脳血管性障害の疫学に対する指定討論

(脳のシンポジウムにおいて、昭48)

 

脳のシンポジウムの中で「脳血管障害の疫学的研究」の発表の機会があたえられ、ただいますぐれた研究の成果を聞くことができましたことを疫学者の一人として喜びたいと思います。われわれも20近くこの方面の研究を行ってきましたが、その成果についてはここではふれません。ただこれからは「脱疫学への展開」「人間そのものを追究する学問への展開」を必要とするものではないかという考え方に至ったことを一言申し上げておきたいと思います。

ただいまの報告は脳血管障害の終末点である死亡を発端として、病理学的死因を追究するのに疫学的方法を用いたものと考えます。これらの成果が貴重なものであることを前提として、いくつかの問題点を指摘しておきたいと思います。

1)病理学的死因と人口動態統計でいう死因とは異なるものである。人口動態統計でいう死因とは「原死因」であって、一連の事象の起因となった死因を採用する約束になっており、これと病理学的死因と同列に論ずることは適当でない。人口動態統計で得られた成果は疫学でいう一つの手がかりであって、これを今回病理学的に確かめられたと考えたい。したがって同列において時代的推移を論ずることは早計であると思われる。

2)ここでいう時代的推移の場合、加齢による推移と時代的推移を分離して考察する必要がある。今回の久山町の調査の場合、ある地域の中で一つの集団を選定し(厳密にいうとはじめの時点で障害のない人だけを選定したことに問題があると思うが)、それを追究した疫学でいうprospective studyで得られた成果であって、そのコホ−トの加齢による推移と考えられる。時代的推移は、現在のage contour, date contourによる検討にとどまることなく、時代の異なるcohortの資料が永年にわたって整備された段階で考察される必要がある。

3)死亡の疫学にとどまることなく、発作の疫学の必要がある。
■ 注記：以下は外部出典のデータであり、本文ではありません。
PR #272, opened 2016-11-07
Add top level key support

mspaulding06:
Would be really nice to be able to get the top-level keys for a configuration so it is easier to iterate through a group of settings.

Here's an example.

Config file:

    ---
    my:
        settings:
            group:
                a:
                    one: thingone
                    two: thingtwo
                b:
                    one: anotherthingone
                    two: anotherthingtwo

Code:

    v := viper.Sub("my.settings.group")
    for _, i := range v.TopLevelKeys() {
        vv := v.Sub(i)
        for _, j := range vv.AllKeys() {
            // do something with this set of keys
        }
    }

### DIFF
--- a/viper.go
+++ b/viper.go
@@ -30,6 +30,7 @@ import (
 	"strings"
 	"time"
 
+	"github.com/deckarep/golang-set"
 	"github.com/fsnotify/fsnotify"
 	"github.com/mitchellh/mapstructure"
 	"github.com/spf13/afero"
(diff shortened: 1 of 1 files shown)


mspaulding06:
I'm still interested in getting this merged.  Any chance of someone taking a look?

sagikazarmark:
Viper has an `AllKeys` method that exposes the list of keys from Viper. You could process that list to achieve the same goal.

I don't really see where it fits in Viper to be honest.

rafalkrupinski:
I'd like to have this merged too, I have the same use case as the PR's author

PR #277, opened 2016-11-21
Support multiple config change listeners (also fixes #175)

### LINKED ISSUE #175: Calling OnConfigChange() is mandatory, contradicting the README
A program using `WatchConfig()` **crashes** on config change if the `viper.onConfigChange` field is nil
(not set) - that is, **if `viper.OnConfigChange()` was not called**.

This contradicts the README, which states it is **not** required to call this function: 

> Viper supports the ability to have your application live read a config file while running.
> 
> Gone are the days of needing to restart a server to have a config take effect, viper powered applications can read an update to a config file while running and not miss a beat.
> 
> Simply tell the viper instance to watchConfig. Optionally you can provide a function for Viper to run each time a change occurs.
> 
> **Optionally** you can provide a function for Viper to run each time a change occurs.

Test program:

``` go
package main

import "github.com/spf13/viper"
import "fmt"
import "time"

func main() {
    viper.SetConfigName("config")
    viper.AddConfigPath(".")
    viper.SetConfigType("toml")
    err := viper.ReadInConfig()
    if err != nil {
        panic(fmt.Errorf("Fatal error config file: %s \n", err))
    }

    viper.WatchConfig()

    // If config.toml is edited while main() is sleeping, the program
    // crashes.

    // Uncommenting these three lines fixes the problem

    //viper.OnConfigChange(func(e fsnotify.Event) {
    //  fmt.Println("Config file changed:", e.Name)
    //})

    time.Sleep(8 * time.Second)

    fmt.Printf("key = %s", viper.GetString("key"))
}
```

```
❯ ./main
panic: runtime error: invalid memory address or nil pointer dereference
[signal 0xb code=0x1 addr=0x0 pc=0x69701]

goroutine 4 [running]:
panic(0x2b0d00, 0xc82000a100)
    /usr/local/Cellar/go/1.6/libexec/src/runtime/panic.go:464 +0x3e6
github.com/spf13/viper.(*Viper).WatchConfig.func1.1(0xc820108120, 0xc820086af0, 0x45, 0xc8201000e0)
    /Users/yberreby/code/go/src/github.com/spf13/viper/viper.go:256 +0x351
created by github.com/spf13/viper.(*Viper).WatchConfig.func1
    /Users/yberreby/code/go/src/github.com/spf13/viper/viper.go:263 +0x203
```

To reproduce the bug, **save `config.toml`** while the test program is sleeping.

remohammadi:
So we can pass the viper config to our packages, and those package which needs action on configuration change can register themselves without cluttering the main function.

### DIFF
--- a/viper.go
+++ b/viper.go
@@ -156,7 +156,7 @@ type Viper struct {
 	aliases        map[string]string
 	typeByDefValue bool
 
-	onConfigChange func(fsnotify.Event)
+	onConfigChangeList []func(fsnotify.Event)
 }
 
 // New returns an initialized Viper instance.
@@ -226,9 +226,15 @@ var SupportedExts = []string{"json", "toml", "yaml", "yml", "properties", "props
 // SupportedRemoteProviders are universally supported remote providers.
 var SupportedRemoteProviders = []string{"etcd", "consul"}
 
+// OnConfigChange adds a change listener to the list of current listeners
 func OnConfigChange(run func(in fsnotify.Event)) { v.OnConfigChange(run) }
+
+// OnConfigChange adds a change listener to the list of current listeners
 func (v *Viper) OnConfigChange(run func(in fsnotify.Event)) {
-	v.onConfigChange = run
+	if v.onConfigChangeList == nil {
+		v.onConfigChangeList = make([]func(fsnotify.Event), 0, 1)
+	}
+	v.onConfigChangeList = append(v.onConfigChangeList, run)
 }
 
 func WatchConfig() { v.WatchConfig() }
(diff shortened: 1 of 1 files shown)


illyax:
will be merged any time soon?

sagikazarmark:
I don't think this is going to land. We are slightly pushing back on changes that can easily be worked around. In this case, you could write a few lines to add support for this:

```go
type OnConfigChangeFuncs []func(fsnotify.Event)

func (fns OnConfigChangeFuncs) OnConfigChange(event fsnotify.Event) {
	for _, fn := range fns {
		fn(event)
	}
}
```

or a different variation:

```go
func OnConfigChangeFuncs(fns ...func(fsnotify.Event)) func(fsnotify.Event) {
	return func (event fsnotify.Event) {
		for _, fn := range fns {
			fn(event)
		}
	}
}
```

脳血管障害の起点は現在のところ、発作発来の時点と考えられるが、この時点での診断基準、とくに脳出血における脳内出血とくも膜下出血の鑑別、脳梗塞の前駆症状としての一過性脳虚血発作の把握など、疫学的研究にかせられた問題がある。

4)そこで得られた資料について、量的な解釈をするか、質的な解釈をするか、判断のわかれるところである。粗の死亡率、年令訂正死亡率の量的な指標、中年期脳卒中死亡率、Life lostまどの質的な指標によって把握される問題とは異なってくる。われわれの疫学的研究によると、男は女より、脳内出血は脳梗塞より、早く発作がおこり、早く死亡することが、認められるが、そこに問題を把握する立場があってよいと思う。

5)死亡の疫学で得られた手がかりとしての地域差、時代差、性差、季節差などについて、発作の疫学ではどうであろうか。今後の問題である。

6)さらに発作発来の前の状態として、われわれは高血圧状態を考え、過去10数年追究しているが、これらは小学生や中学生のようなかなり前からの高血圧状態と関連があると考えられる。また、血圧評価については、集団評価のみならず、個人評価とくに長期にわたる個人評価の必要性が考えられる。

7)これら一連の事象が、それらの人々が実際に生活している生活諸要因とどのようにかかわりあっているか、われわれはその一部として住生活、食生活との関連を明らかにしつつあるが、これらのことが分析検討される必要がある。

討議:佐々木直亮

疫学の効用の一つに疾病の自然史を明らかにしてゆくことがあり、それが明らかになれば、いわゆる予防に役立つと思われる。また集団についての対策は疫学的所見によらなければならないだろう。人口動態統計は貴重な手がかりであるが、そこで得られた手がかりを解明して行かなければならない。東北地方に多く見られる脳内出血は若くておこることに特徴があるのではないか。しかし現在生活諸条件は急速に変化している。

以上は昭和48年2月25日福岡市で行われた日本学術会議の脳研究連絡委員会「脳研連」と文部省の「脳障害」特定研究班の共催の第9回脳のシンポジウムにおける「指定討論」の内容である。医学書院刊行の「神経研究の進歩(17(6), 1123, 昭48)に掲載されている。九大の広田安夫先生の「脳血管障害の疫学」発表のあとの発言であった。昭和48年という時点で理解する必要がある。